↓↓↓
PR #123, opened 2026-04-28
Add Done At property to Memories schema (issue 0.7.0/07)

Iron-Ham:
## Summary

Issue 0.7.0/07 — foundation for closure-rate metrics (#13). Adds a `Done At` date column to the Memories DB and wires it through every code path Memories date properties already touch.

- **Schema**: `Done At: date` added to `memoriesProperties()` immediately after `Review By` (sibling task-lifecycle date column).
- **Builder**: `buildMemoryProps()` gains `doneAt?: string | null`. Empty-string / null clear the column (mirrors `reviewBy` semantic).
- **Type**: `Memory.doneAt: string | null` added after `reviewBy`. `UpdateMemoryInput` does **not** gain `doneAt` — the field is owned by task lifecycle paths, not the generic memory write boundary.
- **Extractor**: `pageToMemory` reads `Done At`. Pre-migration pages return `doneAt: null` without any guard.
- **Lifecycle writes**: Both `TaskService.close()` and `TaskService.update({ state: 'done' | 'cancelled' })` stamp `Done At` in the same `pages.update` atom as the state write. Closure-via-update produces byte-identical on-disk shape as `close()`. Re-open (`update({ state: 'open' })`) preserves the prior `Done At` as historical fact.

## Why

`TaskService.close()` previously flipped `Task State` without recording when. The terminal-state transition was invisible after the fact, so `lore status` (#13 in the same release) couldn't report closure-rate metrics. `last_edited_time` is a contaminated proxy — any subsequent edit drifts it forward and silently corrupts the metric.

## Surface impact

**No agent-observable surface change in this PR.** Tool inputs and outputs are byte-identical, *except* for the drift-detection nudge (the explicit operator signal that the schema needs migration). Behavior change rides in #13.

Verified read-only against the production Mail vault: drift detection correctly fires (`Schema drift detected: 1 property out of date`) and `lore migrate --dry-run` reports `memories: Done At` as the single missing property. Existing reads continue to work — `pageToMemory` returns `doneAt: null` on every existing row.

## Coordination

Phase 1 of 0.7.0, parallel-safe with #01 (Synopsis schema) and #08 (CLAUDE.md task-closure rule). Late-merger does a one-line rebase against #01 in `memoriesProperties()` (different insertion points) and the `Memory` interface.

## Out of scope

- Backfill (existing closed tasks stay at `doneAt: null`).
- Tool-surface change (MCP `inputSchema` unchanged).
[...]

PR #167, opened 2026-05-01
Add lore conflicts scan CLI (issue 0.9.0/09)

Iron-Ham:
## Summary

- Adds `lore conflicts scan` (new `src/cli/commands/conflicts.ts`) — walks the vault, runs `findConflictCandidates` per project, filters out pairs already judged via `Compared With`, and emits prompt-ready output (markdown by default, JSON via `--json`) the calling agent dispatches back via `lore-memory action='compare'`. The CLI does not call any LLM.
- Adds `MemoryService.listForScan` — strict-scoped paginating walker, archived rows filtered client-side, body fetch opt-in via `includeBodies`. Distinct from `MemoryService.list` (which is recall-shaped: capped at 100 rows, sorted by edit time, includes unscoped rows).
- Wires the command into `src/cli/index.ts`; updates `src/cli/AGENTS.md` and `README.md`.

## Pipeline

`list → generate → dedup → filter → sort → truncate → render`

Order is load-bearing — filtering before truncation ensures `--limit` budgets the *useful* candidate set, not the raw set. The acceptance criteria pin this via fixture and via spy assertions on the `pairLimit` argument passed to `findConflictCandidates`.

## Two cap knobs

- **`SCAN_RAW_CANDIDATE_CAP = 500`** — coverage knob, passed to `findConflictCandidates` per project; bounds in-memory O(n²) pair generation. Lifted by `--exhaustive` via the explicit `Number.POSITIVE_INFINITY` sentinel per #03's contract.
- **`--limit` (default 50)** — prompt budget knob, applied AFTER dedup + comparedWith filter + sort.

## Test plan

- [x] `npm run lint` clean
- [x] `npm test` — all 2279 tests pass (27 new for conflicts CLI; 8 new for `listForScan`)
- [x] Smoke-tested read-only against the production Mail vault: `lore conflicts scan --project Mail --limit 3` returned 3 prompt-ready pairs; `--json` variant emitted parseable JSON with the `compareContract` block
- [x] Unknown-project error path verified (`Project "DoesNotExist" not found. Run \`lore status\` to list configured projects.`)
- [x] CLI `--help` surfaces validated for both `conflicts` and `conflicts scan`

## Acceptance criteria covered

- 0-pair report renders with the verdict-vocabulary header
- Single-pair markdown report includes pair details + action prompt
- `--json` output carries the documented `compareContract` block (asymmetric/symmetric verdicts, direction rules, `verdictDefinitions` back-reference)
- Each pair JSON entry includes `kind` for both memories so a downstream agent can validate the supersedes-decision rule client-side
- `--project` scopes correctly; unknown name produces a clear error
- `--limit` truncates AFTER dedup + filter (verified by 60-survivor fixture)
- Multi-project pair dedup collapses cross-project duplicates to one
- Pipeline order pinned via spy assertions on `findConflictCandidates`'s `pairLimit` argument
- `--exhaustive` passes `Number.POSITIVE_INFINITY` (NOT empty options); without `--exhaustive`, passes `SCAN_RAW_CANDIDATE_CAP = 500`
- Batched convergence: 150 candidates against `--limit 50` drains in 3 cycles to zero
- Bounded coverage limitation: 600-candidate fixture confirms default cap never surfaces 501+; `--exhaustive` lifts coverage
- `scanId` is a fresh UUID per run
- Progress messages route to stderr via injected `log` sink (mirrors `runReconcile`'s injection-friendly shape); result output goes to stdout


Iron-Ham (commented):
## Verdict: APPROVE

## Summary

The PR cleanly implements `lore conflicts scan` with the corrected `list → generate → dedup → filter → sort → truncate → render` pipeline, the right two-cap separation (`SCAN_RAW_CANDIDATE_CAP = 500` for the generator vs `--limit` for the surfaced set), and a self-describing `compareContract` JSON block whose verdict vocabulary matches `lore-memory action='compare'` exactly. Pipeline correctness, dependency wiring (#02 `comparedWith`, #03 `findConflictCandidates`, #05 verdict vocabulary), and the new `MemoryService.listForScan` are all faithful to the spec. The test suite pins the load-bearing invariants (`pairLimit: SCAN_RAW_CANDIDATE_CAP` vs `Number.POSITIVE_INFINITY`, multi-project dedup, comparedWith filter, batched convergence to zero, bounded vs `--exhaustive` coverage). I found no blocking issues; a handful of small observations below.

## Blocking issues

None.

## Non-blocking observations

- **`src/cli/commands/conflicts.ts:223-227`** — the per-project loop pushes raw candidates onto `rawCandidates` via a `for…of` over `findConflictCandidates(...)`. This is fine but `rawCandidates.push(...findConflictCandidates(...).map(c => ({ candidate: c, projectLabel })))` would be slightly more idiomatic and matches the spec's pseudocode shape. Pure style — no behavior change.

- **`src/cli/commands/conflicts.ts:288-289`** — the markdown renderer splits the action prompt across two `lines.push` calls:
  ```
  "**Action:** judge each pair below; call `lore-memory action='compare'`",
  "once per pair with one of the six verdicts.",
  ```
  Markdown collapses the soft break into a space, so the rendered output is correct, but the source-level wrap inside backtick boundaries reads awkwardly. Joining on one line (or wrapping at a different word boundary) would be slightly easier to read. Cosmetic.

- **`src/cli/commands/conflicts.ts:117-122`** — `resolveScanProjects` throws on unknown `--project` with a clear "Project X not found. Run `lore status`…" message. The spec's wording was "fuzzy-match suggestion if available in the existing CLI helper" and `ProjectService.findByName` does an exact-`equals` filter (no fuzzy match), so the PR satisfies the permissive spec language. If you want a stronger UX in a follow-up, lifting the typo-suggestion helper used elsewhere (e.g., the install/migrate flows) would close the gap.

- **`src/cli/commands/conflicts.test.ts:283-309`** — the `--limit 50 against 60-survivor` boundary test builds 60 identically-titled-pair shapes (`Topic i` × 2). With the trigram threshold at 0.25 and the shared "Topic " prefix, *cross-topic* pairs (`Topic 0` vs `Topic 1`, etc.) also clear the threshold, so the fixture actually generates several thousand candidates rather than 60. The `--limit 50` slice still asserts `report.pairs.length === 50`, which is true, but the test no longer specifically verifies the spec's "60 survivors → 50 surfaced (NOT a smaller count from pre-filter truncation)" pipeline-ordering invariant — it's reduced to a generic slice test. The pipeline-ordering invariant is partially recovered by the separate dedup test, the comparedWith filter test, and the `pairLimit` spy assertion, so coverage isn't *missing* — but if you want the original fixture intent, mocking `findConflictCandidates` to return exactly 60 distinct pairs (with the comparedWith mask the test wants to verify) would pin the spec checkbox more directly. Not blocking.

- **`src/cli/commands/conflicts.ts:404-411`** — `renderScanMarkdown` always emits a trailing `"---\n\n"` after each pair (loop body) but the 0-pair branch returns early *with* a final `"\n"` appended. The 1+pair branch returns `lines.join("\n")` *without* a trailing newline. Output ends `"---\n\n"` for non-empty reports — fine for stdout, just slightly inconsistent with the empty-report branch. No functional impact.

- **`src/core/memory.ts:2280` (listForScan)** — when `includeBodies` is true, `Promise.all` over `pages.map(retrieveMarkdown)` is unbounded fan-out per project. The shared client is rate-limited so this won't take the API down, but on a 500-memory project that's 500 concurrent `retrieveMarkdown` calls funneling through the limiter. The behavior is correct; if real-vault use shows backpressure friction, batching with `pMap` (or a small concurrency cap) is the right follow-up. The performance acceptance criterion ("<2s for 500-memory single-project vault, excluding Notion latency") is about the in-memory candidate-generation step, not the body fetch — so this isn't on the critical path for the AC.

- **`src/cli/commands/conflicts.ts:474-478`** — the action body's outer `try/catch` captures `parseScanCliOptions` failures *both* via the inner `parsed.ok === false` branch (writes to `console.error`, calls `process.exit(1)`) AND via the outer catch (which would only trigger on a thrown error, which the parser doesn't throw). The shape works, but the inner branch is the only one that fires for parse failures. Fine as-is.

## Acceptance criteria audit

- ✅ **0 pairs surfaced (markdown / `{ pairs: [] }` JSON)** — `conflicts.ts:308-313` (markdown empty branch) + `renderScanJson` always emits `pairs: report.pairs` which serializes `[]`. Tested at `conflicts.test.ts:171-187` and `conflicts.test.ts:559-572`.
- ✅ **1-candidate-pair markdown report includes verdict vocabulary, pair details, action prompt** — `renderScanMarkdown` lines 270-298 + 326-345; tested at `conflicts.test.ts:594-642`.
↑↑↑
↓↓↓
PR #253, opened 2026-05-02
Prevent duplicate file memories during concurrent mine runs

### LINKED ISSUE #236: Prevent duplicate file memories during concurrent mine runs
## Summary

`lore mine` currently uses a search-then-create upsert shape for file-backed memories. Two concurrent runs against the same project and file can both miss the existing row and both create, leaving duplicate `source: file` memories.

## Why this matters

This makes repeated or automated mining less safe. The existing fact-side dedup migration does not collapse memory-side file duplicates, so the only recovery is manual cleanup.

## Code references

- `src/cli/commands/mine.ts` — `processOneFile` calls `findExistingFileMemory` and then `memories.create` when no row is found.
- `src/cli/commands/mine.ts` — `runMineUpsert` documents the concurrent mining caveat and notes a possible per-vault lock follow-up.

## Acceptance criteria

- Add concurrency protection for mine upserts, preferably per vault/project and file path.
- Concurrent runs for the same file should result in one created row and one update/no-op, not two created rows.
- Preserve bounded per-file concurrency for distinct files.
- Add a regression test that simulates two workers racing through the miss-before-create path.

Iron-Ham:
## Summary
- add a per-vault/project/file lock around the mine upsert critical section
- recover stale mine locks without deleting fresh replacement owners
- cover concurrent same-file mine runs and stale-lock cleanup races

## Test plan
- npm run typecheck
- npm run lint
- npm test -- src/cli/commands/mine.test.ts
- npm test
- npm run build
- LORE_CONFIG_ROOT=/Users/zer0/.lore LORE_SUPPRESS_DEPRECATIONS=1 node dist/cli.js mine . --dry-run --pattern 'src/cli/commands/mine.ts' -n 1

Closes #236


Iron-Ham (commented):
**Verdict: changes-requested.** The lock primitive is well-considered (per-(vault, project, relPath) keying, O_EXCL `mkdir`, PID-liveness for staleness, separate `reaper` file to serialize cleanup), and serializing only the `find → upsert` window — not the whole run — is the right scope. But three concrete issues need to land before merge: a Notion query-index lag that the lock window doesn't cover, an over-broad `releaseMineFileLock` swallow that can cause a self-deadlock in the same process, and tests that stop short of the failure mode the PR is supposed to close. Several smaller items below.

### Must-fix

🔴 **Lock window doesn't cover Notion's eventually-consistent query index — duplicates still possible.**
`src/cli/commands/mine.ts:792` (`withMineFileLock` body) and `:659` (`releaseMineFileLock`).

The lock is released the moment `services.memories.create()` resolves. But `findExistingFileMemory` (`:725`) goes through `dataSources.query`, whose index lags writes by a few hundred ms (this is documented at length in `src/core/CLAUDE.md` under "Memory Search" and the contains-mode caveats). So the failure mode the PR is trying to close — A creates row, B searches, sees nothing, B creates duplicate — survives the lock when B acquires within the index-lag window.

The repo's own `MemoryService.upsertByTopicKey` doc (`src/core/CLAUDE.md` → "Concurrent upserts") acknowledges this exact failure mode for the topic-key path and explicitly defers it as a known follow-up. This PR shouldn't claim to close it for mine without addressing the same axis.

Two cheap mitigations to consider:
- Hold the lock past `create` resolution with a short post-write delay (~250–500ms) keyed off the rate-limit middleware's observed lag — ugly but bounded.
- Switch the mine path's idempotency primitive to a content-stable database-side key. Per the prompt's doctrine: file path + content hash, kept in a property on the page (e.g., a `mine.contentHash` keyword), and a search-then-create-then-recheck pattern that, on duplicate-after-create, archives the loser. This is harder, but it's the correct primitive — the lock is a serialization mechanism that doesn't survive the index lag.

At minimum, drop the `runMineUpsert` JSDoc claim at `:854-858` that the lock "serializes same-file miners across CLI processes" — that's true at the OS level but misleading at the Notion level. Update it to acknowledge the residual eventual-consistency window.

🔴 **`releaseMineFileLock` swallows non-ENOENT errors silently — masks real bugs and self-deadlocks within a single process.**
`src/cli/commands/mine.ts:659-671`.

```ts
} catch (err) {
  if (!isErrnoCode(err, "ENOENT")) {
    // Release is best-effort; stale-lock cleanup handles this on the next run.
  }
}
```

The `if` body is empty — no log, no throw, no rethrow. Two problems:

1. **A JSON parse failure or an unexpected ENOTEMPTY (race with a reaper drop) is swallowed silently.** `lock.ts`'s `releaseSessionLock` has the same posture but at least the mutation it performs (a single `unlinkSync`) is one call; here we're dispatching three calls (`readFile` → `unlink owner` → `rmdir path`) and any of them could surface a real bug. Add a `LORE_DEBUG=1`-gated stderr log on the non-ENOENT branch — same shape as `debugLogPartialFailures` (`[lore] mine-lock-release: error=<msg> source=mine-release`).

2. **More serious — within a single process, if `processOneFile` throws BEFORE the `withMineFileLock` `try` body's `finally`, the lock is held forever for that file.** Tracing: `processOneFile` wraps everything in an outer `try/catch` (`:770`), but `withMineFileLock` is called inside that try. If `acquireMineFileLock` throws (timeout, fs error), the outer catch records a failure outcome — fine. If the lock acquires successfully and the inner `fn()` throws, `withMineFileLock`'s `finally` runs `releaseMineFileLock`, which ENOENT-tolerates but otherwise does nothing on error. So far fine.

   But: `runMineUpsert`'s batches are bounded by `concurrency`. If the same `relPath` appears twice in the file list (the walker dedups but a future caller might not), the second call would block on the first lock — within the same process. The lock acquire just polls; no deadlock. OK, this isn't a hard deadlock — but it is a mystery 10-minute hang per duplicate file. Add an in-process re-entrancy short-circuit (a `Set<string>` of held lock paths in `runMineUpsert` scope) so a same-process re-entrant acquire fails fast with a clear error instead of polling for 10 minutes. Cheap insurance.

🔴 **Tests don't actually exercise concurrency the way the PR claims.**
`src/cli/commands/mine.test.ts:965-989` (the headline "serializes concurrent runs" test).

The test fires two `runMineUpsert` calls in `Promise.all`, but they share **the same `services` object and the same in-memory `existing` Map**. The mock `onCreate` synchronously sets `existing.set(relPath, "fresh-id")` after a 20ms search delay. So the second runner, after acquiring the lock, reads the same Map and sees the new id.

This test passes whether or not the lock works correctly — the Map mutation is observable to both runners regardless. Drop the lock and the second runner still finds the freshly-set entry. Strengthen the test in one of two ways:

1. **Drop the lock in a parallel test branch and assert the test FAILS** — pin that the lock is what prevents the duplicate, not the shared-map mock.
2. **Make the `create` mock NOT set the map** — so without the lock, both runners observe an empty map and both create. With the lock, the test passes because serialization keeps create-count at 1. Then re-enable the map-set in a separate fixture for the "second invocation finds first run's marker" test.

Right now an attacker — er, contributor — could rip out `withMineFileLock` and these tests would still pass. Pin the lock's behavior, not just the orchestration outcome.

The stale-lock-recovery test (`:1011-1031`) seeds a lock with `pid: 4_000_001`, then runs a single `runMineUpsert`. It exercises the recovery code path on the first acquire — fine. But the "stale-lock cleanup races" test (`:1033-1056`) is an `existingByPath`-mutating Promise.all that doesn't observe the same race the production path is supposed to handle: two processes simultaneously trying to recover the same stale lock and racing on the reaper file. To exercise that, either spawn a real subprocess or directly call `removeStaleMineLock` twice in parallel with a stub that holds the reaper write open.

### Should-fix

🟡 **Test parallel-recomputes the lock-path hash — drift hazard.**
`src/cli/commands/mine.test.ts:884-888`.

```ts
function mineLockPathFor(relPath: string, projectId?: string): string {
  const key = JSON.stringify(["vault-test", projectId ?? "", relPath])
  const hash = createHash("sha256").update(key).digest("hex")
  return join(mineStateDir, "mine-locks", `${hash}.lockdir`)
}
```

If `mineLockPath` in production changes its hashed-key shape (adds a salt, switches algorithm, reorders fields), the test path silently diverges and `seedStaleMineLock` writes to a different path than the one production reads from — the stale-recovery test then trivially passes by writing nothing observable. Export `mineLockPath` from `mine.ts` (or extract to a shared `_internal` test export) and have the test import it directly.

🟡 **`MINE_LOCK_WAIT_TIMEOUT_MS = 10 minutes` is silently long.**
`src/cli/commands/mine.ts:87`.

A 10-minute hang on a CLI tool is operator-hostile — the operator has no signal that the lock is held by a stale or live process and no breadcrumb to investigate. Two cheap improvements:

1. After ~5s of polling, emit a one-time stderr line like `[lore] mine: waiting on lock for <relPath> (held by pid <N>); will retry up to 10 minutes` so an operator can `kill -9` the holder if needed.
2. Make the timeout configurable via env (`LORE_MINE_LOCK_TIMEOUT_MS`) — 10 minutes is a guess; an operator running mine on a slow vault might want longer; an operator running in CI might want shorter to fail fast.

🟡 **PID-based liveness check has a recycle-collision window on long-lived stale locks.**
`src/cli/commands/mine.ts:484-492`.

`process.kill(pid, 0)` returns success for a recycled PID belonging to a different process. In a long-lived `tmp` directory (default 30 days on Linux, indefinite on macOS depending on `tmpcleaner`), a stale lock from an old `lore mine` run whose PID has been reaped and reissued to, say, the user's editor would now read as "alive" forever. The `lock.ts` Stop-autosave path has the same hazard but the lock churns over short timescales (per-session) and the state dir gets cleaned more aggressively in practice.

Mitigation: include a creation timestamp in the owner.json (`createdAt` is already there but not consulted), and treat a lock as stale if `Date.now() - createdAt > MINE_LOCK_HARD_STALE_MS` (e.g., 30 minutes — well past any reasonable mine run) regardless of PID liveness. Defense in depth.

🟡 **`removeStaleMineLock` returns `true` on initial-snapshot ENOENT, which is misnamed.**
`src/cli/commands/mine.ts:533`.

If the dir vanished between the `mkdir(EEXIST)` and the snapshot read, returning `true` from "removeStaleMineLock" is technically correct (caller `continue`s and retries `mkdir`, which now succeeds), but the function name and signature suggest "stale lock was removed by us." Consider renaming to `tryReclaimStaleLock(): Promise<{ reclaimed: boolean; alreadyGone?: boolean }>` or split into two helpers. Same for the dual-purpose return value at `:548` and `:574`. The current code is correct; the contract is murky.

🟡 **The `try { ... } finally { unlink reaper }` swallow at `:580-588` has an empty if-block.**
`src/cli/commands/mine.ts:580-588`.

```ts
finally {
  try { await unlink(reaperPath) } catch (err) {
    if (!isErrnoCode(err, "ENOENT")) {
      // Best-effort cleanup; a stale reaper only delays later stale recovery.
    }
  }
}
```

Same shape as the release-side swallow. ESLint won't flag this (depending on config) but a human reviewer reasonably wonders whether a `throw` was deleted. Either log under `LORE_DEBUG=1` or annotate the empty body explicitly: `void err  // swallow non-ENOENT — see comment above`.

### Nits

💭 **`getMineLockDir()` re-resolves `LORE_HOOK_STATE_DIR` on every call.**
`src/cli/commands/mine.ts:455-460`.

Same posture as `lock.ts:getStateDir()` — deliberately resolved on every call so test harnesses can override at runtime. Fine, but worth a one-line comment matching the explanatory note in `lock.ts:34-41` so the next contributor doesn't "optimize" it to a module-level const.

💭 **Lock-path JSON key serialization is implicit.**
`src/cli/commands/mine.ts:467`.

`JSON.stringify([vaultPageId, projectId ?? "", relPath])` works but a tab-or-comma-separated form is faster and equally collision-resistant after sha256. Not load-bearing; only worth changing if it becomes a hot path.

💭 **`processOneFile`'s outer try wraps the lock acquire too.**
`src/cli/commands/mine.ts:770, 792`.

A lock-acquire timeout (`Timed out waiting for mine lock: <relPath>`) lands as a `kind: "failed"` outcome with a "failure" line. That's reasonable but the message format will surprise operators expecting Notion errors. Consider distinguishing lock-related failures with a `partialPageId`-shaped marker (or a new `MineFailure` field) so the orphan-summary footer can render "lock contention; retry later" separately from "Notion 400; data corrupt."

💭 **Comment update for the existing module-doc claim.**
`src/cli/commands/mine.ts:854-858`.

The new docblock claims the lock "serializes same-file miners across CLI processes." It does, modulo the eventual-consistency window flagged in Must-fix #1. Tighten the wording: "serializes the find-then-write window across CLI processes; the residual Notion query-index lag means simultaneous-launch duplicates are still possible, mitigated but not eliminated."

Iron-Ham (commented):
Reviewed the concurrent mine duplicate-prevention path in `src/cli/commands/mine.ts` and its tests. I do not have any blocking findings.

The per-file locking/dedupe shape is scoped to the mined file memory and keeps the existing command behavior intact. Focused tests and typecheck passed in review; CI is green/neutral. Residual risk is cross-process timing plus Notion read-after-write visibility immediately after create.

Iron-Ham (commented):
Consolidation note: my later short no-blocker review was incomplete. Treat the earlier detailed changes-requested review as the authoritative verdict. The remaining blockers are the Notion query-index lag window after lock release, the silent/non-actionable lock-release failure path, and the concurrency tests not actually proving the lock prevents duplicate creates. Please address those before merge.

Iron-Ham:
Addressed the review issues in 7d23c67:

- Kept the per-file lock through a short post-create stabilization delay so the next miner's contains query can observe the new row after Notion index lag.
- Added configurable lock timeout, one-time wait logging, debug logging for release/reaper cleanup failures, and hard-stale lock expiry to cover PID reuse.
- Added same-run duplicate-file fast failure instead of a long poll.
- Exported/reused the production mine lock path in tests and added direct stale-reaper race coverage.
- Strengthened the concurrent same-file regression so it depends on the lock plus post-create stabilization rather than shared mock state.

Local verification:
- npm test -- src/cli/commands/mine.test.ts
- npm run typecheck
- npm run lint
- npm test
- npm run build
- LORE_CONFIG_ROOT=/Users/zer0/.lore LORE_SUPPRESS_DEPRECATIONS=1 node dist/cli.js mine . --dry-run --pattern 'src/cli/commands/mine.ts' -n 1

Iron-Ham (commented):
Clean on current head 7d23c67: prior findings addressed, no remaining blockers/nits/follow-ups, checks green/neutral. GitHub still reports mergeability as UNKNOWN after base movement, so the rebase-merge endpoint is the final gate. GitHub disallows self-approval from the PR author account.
↑↑↑
WHAT YOU ARE ASKED TO DO |
Taking the entries above, restate exactly those lines that fall between the line with "all 2279 tests" and the line with "- [x] Smoke-tested", keeping both of those lines too.

RESULT FOR THIS TASK |
- [x] `npm test` — all 2279 tests pass (27 new for conflicts CLI; 8 new for `listForScan`)
- [x] Smoke-tested read-only against the production Mail vault: `lore conflicts scan --project Mail --limit 3` returned 3 prompt-ready pairs; `--json` variant emitted parseable JSON with the `compareContract` block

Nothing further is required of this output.